The Germans were still trying to smash their way through the lines held by the Belgians, with French support. They were making tremendous attacks at different places, searching for the breaking- point by which they could force their way to Furnes and on to Dunkirk.

It was difficult to know whether they were succeeding or failing. It is difficult to know anything on a modern battlefield where men holding one village are ignorant of what is happening in the next, and where all the sections of an army seem involved in a bewildering chaos, out of touch with each other, waiting for orders which do not seem to come, moving forward for no apparent reason, retiring for other reasons hard to find, or resting, without firing a shot, in places searched by the enemy's fire.

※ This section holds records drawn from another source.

PR #934, opened 2022-05-05
Transmission shading improvements

jstone-lucasfilm:
- Add support for generalized Schlick transmission in OSL.
- Minor improvements to dielectric transmission in OSL.
- Clamp input values to a stable range in mx_f0_to_ior.

### DIFF
--- a/libraries/pbrlib/genglsl/lib/mx_microfacet_specular.glsl
+++ b/libraries/pbrlib/genglsl/lib/mx_microfacet_specular.glsl
@@ -223,7 +223,7 @@ float mx_ior_to_f0(float ior)
 // Convert normal-incidence reflectivity to real-valued index of refraction.
 float mx_f0_to_ior(float F0)
 {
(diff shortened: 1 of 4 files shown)


jstone-lucasfilm:
Reference renders in GLSL and OSL:
[MaterialX_ReferenceRenders_05_05_2022.pdf](https://github.com/AcademySoftwareFoundation/MaterialX/files/8635599/MaterialX_ReferenceRenders_05_05_2022.pdf)

niklasharrysson (approved):
Looks good @jstone-lucasfilm. 

Since we only have the "scientific Fresnel" microfacet closure available in vanilla OSL, I think this is the best approximation we can find for now.

As discussed many times we need the proper MaterialX closures implemented in OSL/testrender to get further on this.

jstone-lucasfilm:
Thanks @niklasharrysson, and agreed on the importance of moving forward with the MaterialX closures for OSL.  That would be a good subject for an upcoming MaterialX TSC.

The enemy had built eight pontoon bridges over the Yser ca.n.a.l, but all of them had been destroyed. This was a good piece of news. But against it was the heavy loss of a Belgian company holding another bridge further down the river. At Dixmude the Belgians held the outer streets. Outside there had been heavy trench fighting. The enemy had charged several times with the bayonet, but had been raked back by the mitrailleuses.

Things were going on rather well at most parts of the line.

The French batteries were getting the range every time, and their gunners were guessing at heaps of German dead. The Belgian infantry was holding firm. Their cavalry was out of action for the time, trying to keep warm on the roadsides.